Arnd Heyer, Speaker at Botany Conference
University of Stuttgart, Germany
Title : Analysing plant responses to extreme environments at different scales: from subcellular compartments to whole plants in soil.

Abstract:

Climatic factors and resource availability can constitute extreme environments, and among them, water availability, temperature and irradiation are most important. We have shown that accumulation of sugars in specific cellular compartments is a prerequisite of acclimation to low temperature, and based on mathematical simulations, we could show that establishment of freezing tolerance affords a sequence of transport events that re-allocate a large number of metabolites between plastids, cytosol and vacuole of a plant cell. A fast response to a temperature drop includes sequestration of sucrose into plastids, which is later replaced by raffinose, probably because of its minor importance in central metabolism.
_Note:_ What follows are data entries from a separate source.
PR #2213, opened 2022-09-12
Use middle of the coverage range for itc

cquiroz:
We just learned that we should use the center of coverage wavelength for ITC requests rather than the requested wavelength.
They often match but not all the time.

This only fixes the issue for the table, we need another fix for the graph eventually

### DIFF
--- a/explore/src/main/scala/explore/config/SpectroscopyModesTable.scala
+++ b/explore/src/main/scala/explore/config/SpectroscopyModesTable.scala
@@ -78,7 +78,7 @@ import scala.concurrent.duration.*
 
 import scalajs.js.|
 
-final case class SpectroscopyModesTable(
+case class SpectroscopyModesTable(
   scienceMode:              View[Option[ScienceMode]],
   spectroscopyRequirements: SpectroscopyRequirementsData,
   constraints:              ConstraintSet,
@@ -87,7 +87,7 @@ final case class SpectroscopyModesTable(
   matrix:                   SpectroscopyModesMatrix,
   onSelect:                 Callback
 )(using val ctx:            AppContextIO)
-    extends ReactFnProps[SpectroscopyModesTable](SpectroscopyModesTable.component) {
+    extends ReactFnProps(SpectroscopyModesTable.component) {
   val brightestTarget: Option[ItcTarget] =
     for
       w  <- spectroscopyRequirements.wavelength
@@ -97,7 +97,7 @@ final case class SpectroscopyModesTable(
 }
 
 object SpectroscopyModesTable {
-  type Props = SpectroscopyModesTable
+  private type Props = SpectroscopyModesTable
 
   type ColId = NonEmptyString
 
@@ -190,11 +190,10 @@ object SpectroscopyModesTable {
     case (i @ Instrument.Gnirs, m) => s"${i.longName} $m"
     case (i, _)                    => i.longName
 
-  def formatFPU(r: FocalPlane): String = r match {
+  def formatFPU(r: FocalPlane): String = r match
     case FocalPlane.SingleSlit   => "Single"
     case FocalPlane.MultipleSlit => "Multi"
     case FocalPlane.IFU          => "IFU"
-  }
 
   private def itcCell(c: EitherNec[ItcQueryProblems, ItcResult]): VdomElement =
     val content: TagMod = c match {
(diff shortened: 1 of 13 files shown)


explore/src/main/scala/explore/config/SpectroscopyModesTable.scala
```diff
@@ -97,7 +97,7 @@ final case class SpectroscopyModesTable(
 }
 
 object SpectroscopyModesTable {
-  type Props = SpectroscopyModesTable
+  private type Props = SpectroscopyModesTable
 
   type ColId = NonEmptyString
```
rpiaggio, line 102: All members can probably be `private` too.

explore/src/main/scala/explore/config/SpectroscopyModesTable.scala
```diff
@@ -338,53 +337,54 @@ object SpectroscopyModesTable {
...
+              basic = ScienceModeBasic.GmosSouthLongSlit(grating, filter, fpu),
+              advanced = ScienceModeAdvanced.GmosSouthLongSlit.Empty
+            )
+            .some
+        case _ => none
+      }
 
-  protected def equalsConf(row: SpectroscopyModeRow, conf: ScienceMode): Boolean =
-    rowToConf(row).exists(_ === conf)
+    def equalsConf(conf: ScienceMode): Boolean =
```
rpiaggio, line 362: Oh wait, are these invoked from somewhere else?

model/shared/src/main/scala/explore/model/boopickle/CommonPicklers.scala
```diff
@@ -80,6 +81,9 @@ trait CommonPicklers {
       Enumerated[A].tag(_)
     )
 
+  def picklerNewType[A: Pickler](nt: NewType[A]): Pickler[nt.Type] =
```
rpiaggio, line 84: Can this be `given` so we don't have to manually define instances?

model/shared/src/main/scala/explore/model/itc/ItcRequestParams.scala
```diff
@@ -11,17 +11,21 @@ import explore.modes.InstrumentRow
 import lucuma.core.math.Wavelength
 import lucuma.core.model.ConstraintSet
 import lucuma.core.model.NonNegDuration
+import lucuma.utils.NewType
+
+object CoverageCenterWavelength extends NewType[Wavelength]
+type CoverageCenterWavelength = CoverageCenterWavelength.Type
```
rpiaggio, line 17: Nice

rpiaggio (approved):
LGTM

model/shared/src/main/scala/explore/model/boopickle/CommonPicklers.scala
cquiroz: We can't pass an explicit parameter to define a given (I think) maybe we'd need to make `NewType` a typeclass for that

rpiaggio: Oh you are right, we would need a type class, which defeats the purpose.

I'm guessing as an alternative we could add to `NewType`:
`given pickler(using p: Pickler[Wrapped]): Pickler[Type]        = p`

(I'm wondering if we should do the same with `Eq`)

cquiroz: Good idea, let's try that

explore/src/main/scala/explore/config/SpectroscopyModesTable.scala
cquiroz: WDYT about declaring the whole `SpectroscopyModesTable` private. It will achieve the same and apply to everything in one go
See my last commit

rpiaggio: I think it's a good idea to declare the object private, but we should also make members private. Otherwise, they are still accessible from within the same package, which in most cases we don't want to allow.

model/shared/src/main/scala/explore/model/boopickle/CommonPicklers.scala
rpiaggio: The downside is that we make `NewType` depend on `Pickle`, which may be an issue if we want to move `NewType` to `lucuma-core`.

The capacity of sucrose synthesis in the cytosol correlates with freezing tolerance in the model plant Arabidopsis thaliana, most likely because accumulation of intermediates would inhibit secondary reactions of photosynthesis. Using chlorophyll fluorescence, it can be shown that cold sensitive accessions of Arabidopsis are incapable of maintaining linear electron flow at low temperature, ultimately resulting in the production of reactive oxygen species. A so far unanswered question is, why plants accumulate large amounts of hexoses in the cold. Using thermal imaging to control freezing processes in whole plants, we can show that hexoses reduce the amount of freezable water in leaf tissue, thus preventing dehydration of the protoplast, when ice forms in intercellular spaces. At high irradiance as well as low temperatures, electron transport to oxygen can lead to oxidative stress. Transfer of reducing equivalents from the plastids to mitochondria, where they can be safely oxidized, takes place via the transport of carboxylic and amino acids. Using the sugar sensor mutant gin2-1, we show that these processes are interlinked with sugar metabolism, resulting in high light sensitivity of a mutant plant that is not able to sense its sugar levels.